By now, stores are filling up with Christmas decorations, pumping in holiday music and stocking shelves with toys sure to make your child’s eyes light up. It’s enough to make anyone eager for Christmas to arrive—and it’s even harder for young children to wait patiently.
If, though, you are frustrated by the commercialization of the holidays, you’re not alone. So here are tips on how to manage your preschooler’s holiday expectations and to put the focus where you believe it belongs.
Setting Context
Here’s a great video where a mom shares how she told her 4-year-old son that Christmas is a time to give, not just to receive. Think of everyone you love, she told him, and think about how to give each one something special. She also told her son that each gift represents love and thought—and that’s a gift all by itself.
This mom explained to her preschooler that holidays are about the experiences you have, not just the “stuff” you get. So, using her example, make decorating the tree part of the experience. Make creating care packages to give to people in need part of the experience. Make fun gag gifts—for example, reindeer socks—part of the experience.
Managing the Budget
For older children, discuss your budget, letting them know what the family can afford and asking them to make gift requests within that budget. Younger children, especially those who look forward to Santa Claus, won’t have that same understanding. One article suggests that you tell your preschooler that, as parents, you help Santa Claus with more expensive gifts and then direct what they ask from “Santa.” Decide whether you’re comfortable with that approach.
If you are no longer in a relationship with your child’s other parent, but both of you still parent the child, try to come to an agreement about how much you’ll each spend on gifts to avoid a competition with each other.
Examine Your Motives
Dr. Aaron Cooper, a licensed clinical psychologist at the Family Institute at Northwestern University and author of I Just Want My Kids to Be Happy, says working parents are at risk of overcompensating with gifts to soothe feelings of guilt from being away from their children. But over-giving sends the wrong message and expectation management is crucial around the holidays because children are “susceptible to unbridled consumerism. ‘I want, therefore I am’ is one ethic of contemporary childhood,” one you want to avoid, Cooper says.
He offers three suggestions:
- Let your children know there is a limit to the number of gifts they receive, so they should focus on asking for what’s most important.
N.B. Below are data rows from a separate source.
PR #21481, opened 2022-12-05
Fill the small Dpt histogram in the case of analysing data.

ChrisPliatskas:
This is a small fix since the histogram was already created in the previous version but not filled.


raymondEhlers:
+1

- Reinforce how holidays are a time for children to give as well as receive.
- Teach proper etiquette, such as how to express appreciation—even if the gift wasn’t what was hoped for.
Religious Considerations
For many families, Christmas and Hanukkah are important religious holidays. If this is true for you, be sure to take your children to religious events associated with what you celebrate, read age-appropriate faith-based stories to them, and offer opportunities to do crafts that are fun yet emphasize the message and so forth.